• [Exercise prompt]: Exactly as written, copy the lines that run from the start of the data below to the line containing "Because the parser", both ends included.
= Beginning of Section =
PR #703, opened 2026-07-26
std::safeBash: follow the rewritten bash parser

egonSchiele:
tarsec 0.5.2 rewrote the bash parser, and the AST `safeBash` reduces changed shape underneath it. This follows it.

## What moved

- The top level is a flat `Command[]` — no `List`, no `items` wrapper, no `background` flag.
- A simple command carries its name in `command`, separate from `args`.
- Flags and paths are structural nodes rather than literal text.
- Globs, tilde, pipelines, background, command substitution, arithmetic and `2>&1` are rejected at parse time instead of arriving in the AST.

## The shape question

The spec flagged `Cmd` as a possible lock-in, with the first real change as its test. This is that change, and `Cmd` follows the parser rather than flattening back to a word list:

```ts
type Cmd = { command: string, args: string[], redirect: OutputRedirect | null }
```

Collapsing the name back into the args would throw away the split the parser now hands over, and a flag has no faithful text form to put in a `string[]` — the parser splits `--format=oneline` into a name and a value, and re-joining them is a guess about a syntax that varies per command. `simplify` refuses any command with a flag instead. That is the behavior the old `startsWith("-")` check had, now detected structurally.

## Dead code the parser made unreachable

Because the parser refuses what it cannot represent, the glob and tilde checks in `literalWord` and the `needs a shell to evaluate` arm can no longer fire, and are gone. This also resolves the spec's "Parser gaps" section: `echo *` no longer arrives as a literal indistinguishable from text, so nothing has to scan for shell metacharacters.

Four rows of the refusal table moved from "refused by `simplify`" to "unparseable". Both paths fall through to bash, so no command changes hands — only the reason it reports.

## One correctness fix

An unquoted empty expansion is now only refused when the variable **is** the whole word. Bash passes zero arguments for `cat $EMPTY` but one for `cat $EMPTY/bin`, so refusing the second was wrong.

## Also

- The `any` workaround for the field-name/type-alias collision is no longer needed and is dropped.
- Tests grew from 6 nodes to 8, splitting parse-time rejection from `simplify` refusal and covering flags and paths. 8/8 pass.
- Still **not wired into any agent** — `shellTools()` is untouched.

## Not in this PR

The spec's own sections still describe the old parser: the refusal table, "Parser gaps", and the flag discussion under the command table (flags being structural changes that calculus). Worth a follow-up pass.

### DIFF
--- a/packages/agency-lang/lib/parsers/parsers.ts
+++ b/packages/agency-lang/lib/parsers/parsers.ts
@@ -5065,7 +5065,7 @@ const ifBranchExprParser: Parser<Expression> = (input: string) => {
   if (kw.success) {
     return failure(
       "a branch of `if ... then ... else` cannot itself be an `if` expression " +
-      "(this includes `else if`); use `match` for multi-way or nested branching",
+        "(this includes `else if`); use `match` for multi-way or nested branching",
       input,
     );
   }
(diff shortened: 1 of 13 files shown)


packages/agency-lang/stdlib/safeBash/actions.agency
```diff
@@ -0,0 +1,76 @@
+import {
```
egonSchiele: Each command gets translated into an Action before it gets executed. This makes it possible for us to write a test for the safeBash functionality. We can write tests that pass in a bash command, or several bash commands separated by semicolons (or &&s or ||s) and see what actions get generated from them.

packages/agency-lang/stdlib/safeBash/actions.agency
```diff
@@ -0,0 +1,76 @@
...
+  cwd?: string
+}
+
+export type GitLogAction = {
+  type: "gitLog";
+  path?: string;
+  cwd?: string
+}
+
+export def printAction(content: string) {
```
egonSchiele: Modify all these functions, so they take the action objects instead of raw parameters. This function should take PrintAction, for example.

packages/agency-lang/stdlib/safeBash.agency
```diff
@@ -292,88 +239,204 @@ def simplifyRedirects(redirects: Redirect[]): Result<OutputRedirect | null> {
...
+  }
+  const result = block()
+  for (key, value in oldEnv) {
+    setEnv(key, value) with approve
+  }
+  return result
+}
 
-  @param node - The AST from `bashParser`
+def makeAction(command: SimpleCommand): Result<Action> {
```
egonSchiele: I think this part can get confusing, so here's what I'm going for. A raw string gets entered into safeBash. We parse it using the bash parser and turn that into an AST, which should be an array of `Command`s. Those get run using runCommands, which in turn calls `runCommand`. If the command is a SimpleCommand, runCommand uses makeAction to turn the command into an Action and uses runAction to run it. Otherwise, if the command is an `and` or `or` or `parens` command, we use the related function to run the behavior desired. Eg the `andCommand` function runs the related commands but stops running them if one of them fails, the or command function only runs the other command if the first one fails, etc.

Note that all of these return `Result`s. It is very important to catch failures at all levels and propagate accordingly. Your initial code had set it up so that if the command fails, we revert back to bash. But the way this is set up, it would be hard to know what "reverting back" would mean. So instead, we try to return a message to the LLM saying exactly what command or commands were run, and what the output was.

If a command fails, along with returning what commands were run and their output, we should also return exactly which command failed, what the failure was, and all the commands that haven't been run yet. At this point, the commands are not strings, they are `Command` objects, so we would need to turn them back into strings using the new `_astToBash` function (used in `commandsToStr`).

packages/agency-lang/stdlib/safeBash.agency
```diff
@@ -292,88 +239,204 @@ def simplifyRedirects(redirects: Redirect[]): Result<OutputRedirect | null> {
...
+    if (path is success(text)) {
+      full.push(redirect.op, text)
+    } else {
+      return failure("redirect target: ${path.error}")
+    }
   }
-  if (pipeline.commands.length != 1) {
-    return failure("pipelines are not handled")
+
+  match(full) {
```
egonSchiele: the heart of the logic. This should return `Action` objects, not run the functions. `runAction` runs the functions.

packages/agency-lang/stdlib/safeBash.agency
```diff
@@ -292,88 +239,204 @@ def simplifyRedirects(redirects: Redirect[]): Result<OutputRedirect | null> {
...
+    ["git", "log", "--oneline"] => gitLogAction()
   }
-  const cmd: any = pipeline.commands[0]
-  if (cmd.tag != "simpleCommand") {
-    return failure("`${cmd.tag}` is not a simple command")
+}
+
+export def runAction(action: Action): Result<string> {
+  const result = match(action) {
+    { type: "print", content } => printAction(content)
```
egonSchiele: we should be able to pass in the action object to each one, instead of passing individual params.

packages/agency-lang/stdlib/safeBash.agency
```diff
@@ -292,88 +239,204 @@ def simplifyRedirects(redirects: Redirect[]): Result<OutputRedirect | null> {
...
+      joinWords([stringifyWord(w) for w in args]),
+      "overwrite",
+    )
+    ["echo", ...args, ">>", filename] => writeAction(
+      filename,
+      getAgentCwd(),
+      joinWords([stringifyWord(w) for w in args]),
+      "append",
+    )
+    ["echo", ...args] => printAction(joinWords([stringifyWord(w) for w in args]))
```
egonSchiele: doesn't take flags into account at the moment

packages/agency-lang/stdlib/safeBash.agency
```diff
@@ -292,177 +258,493 @@ def simplifyRedirects(redirects: Redirect[]): Result<OutputRedirect | null> {
...
+    // Nothing ran, so handing the whole string to bash repeats nothing.
+    return bashAction(
+      {
+      type: "bash",
+      command: command,
+      cwd: cwd
+    },
+    )
+  }
+  return runCommands(parsed.value)
```
egonSchiele, line 775: **Regression: the `cwd` parameter is dropped whenever the command parses.**

On this path nothing ever reads `cwd` again: `bashFallback` uses `getAgentCwd()` (line 471), `writeDir()` uses `getAgentCwd()` (line 344), and `makeAction` never sets `cwd` on a git action, so the git tools run with `cwd: ""`. The old version threaded the caller's `cwd` through every branch (`bash(command, cwd)` on the fallback and `writeThrough(..., cwd)` on the mapped path).

Concretely: `safeBash("git status", "/some/repo")` now reports status for whatever directory the agent happens to be in, and `safeBash("echo hi > f.txt", "/some/repo")` writes the file somewhere else too. Meanwhile the parse-failure path four lines up still honors `cwd`, so the same call behaves differently depending on whether the string parses.

Suggestion: thread `cwd` through `runCommands` → `makeAction` (or resolve it once at the top: caller's `cwd` if non-empty, else `getAgentCwd()`), and have `makeAction` stamp it on every action it builds.

packages/agency-lang/stdlib/safeBash.agency
```diff
@@ -292,177 +258,493 @@ def simplifyRedirects(redirects: Redirect[]): Result<OutputRedirect | null> {
...
+
+  A failing left side is still a failure of the whole chain, and carries
+  its own message, so the report says which half stopped it.
+  """
+  const left = runCommand(command.left)
+  if (left is failure) {
+    return left
+  }
+  const right = runCommand(command.right)
+  if (right is failure(why)) {
```
egonSchiele, line 569: When the left side of `&&` succeeds and the right side fails, `left.value` is discarded here. `runCommands` only collects output from commands that completed as a whole, so for `echo one; cat f && badcmd` the failure report's "Output so far" shows `one` but not what `cat f` printed — even though it really ran. The `runCommands` docstring promises "what already ran and what it produced", which does not hold inside a chain.

Minor, but the fix is small: include `left.value` in the failure message here (the way `orCommand` already joins both errors).

packages/agency-lang/tests/agency/safeBash.agency
```diff
@@ -1,85 +1,165 @@
...
   ]
 }
 
-node redirectsItUnderstands() {
-  const parsed = bashParser("echo hi > out.txt")
+node emptyExpansionsFallBackToBash() {
+  // An unset variable produces NO argument in bash, where expanding it to
+  // "" here would produce an empty one. True of a whole word and of a word
+  // made only of empty parts.
+  return [
```
egonSchiele, line 127: The PR's one behavioral correctness fix — an unquoted empty expansion is only refused when the variable is the *whole* word, so `cat $EMPTY/bin` passes `/bin` as one argument — has no test. This node covers the whole-word cases (`$NOPE_NOT_SET`, `$NOPE_A$NOPE_B`) but not the mixed case that motivated the fix.

Adding `actionsOf("echo $NOPE_NOT_SET/bin")` with expected `[{"type":"print","content":"/bin\n"}]` would pin it.

packages/agency-lang/lib/parsers/parsers.ts
```diff
@@ -5065,7 +5065,7 @@ const ifBranchExprParser: Parser<Expression> = (input: string) => {
   if (kw.success) {
     return failure(
       "a branch of `if ... then ... else` cannot itself be an `if` expression " +
-        "(this includes `else if`); use `match` for multi-way or nested branching",
+      "(this includes `else if`); use `match` for multi-way or nested branching",
```
egonSchiele: This file's changes (here and the ~120-line `comprehensionParser` hunk below) are whitespace-only re-indentation with no connection to safeBash — it looks like a formatter version change riding along with the tarsec bump. Fine to keep if intentional, but if not, dropping it would keep `git blame` on the comprehension parser's load-bearing comments pointing at the commits that explain them.

egonSchiele (commented):
Reviewed the whole diff. The Action split (decide in `makeAction`, act in `runAction`) is a clear improvement, and the test strategy of rejecting the bash interrupt to simulate a failing command without spawning a real subprocess is nice. One real regression (the `cwd` parameter is silently dropped on the main path), plus a few smaller items as inline comments.

One non-inline note: the PR description no longer matches the code. It says `simplify` refuses any command with a flag and shows `type Cmd = { command, args, redirect }`, but the code that shipped renders flags back to text in `tokenize` so that `git diff --staged` can map to a tool call, and the type is `SimpleCommand` with `assignments` and a `redirects` list. Worth updating the description before merge so the history reads true.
= End of Section =
• [Answer box]:
PR #703, opened 2026-07-26
std::safeBash: follow the rewritten bash parser

egonSchiele:
tarsec 0.5.2 rewrote the bash parser, and the AST `safeBash` reduces changed shape underneath it. This follows it.

## What moved

- The top level is a flat `Command[]` — no `List`, no `items` wrapper, no `background` flag.
- A simple command carries its name in `command`, separate from `args`.
- Flags and paths are structural nodes rather than literal text.
- Globs, tilde, pipelines, background, command substitution, arithmetic and `2>&1` are rejected at parse time instead of arriving in the AST.

## The shape question

The spec flagged `Cmd` as a possible lock-in, with the first real change as its test. This is that change, and `Cmd` follows the parser rather than flattening back to a word list:

```ts
type Cmd = { command: string, args: string[], redirect: OutputRedirect | null }
```

Collapsing the name back into the args would throw away the split the parser now hands over, and a flag has no faithful text form to put in a `string[]` — the parser splits `--format=oneline` into a name and a value, and re-joining them is a guess about a syntax that varies per command. `simplify` refuses any command with a flag instead. That is the behavior the old `startsWith("-")` check had, now detected structurally.

## Dead code the parser made unreachable

Because the parser refuses what it cannot represent, the glob and tilde checks in `literalWord` and the `needs a shell to evaluate` arm can no longer fire, and are gone. This also resolves the spec's "Parser gaps" section: `echo *` no longer arrives as a literal indistinguishable from text, so nothing has to scan for shell metacharacters.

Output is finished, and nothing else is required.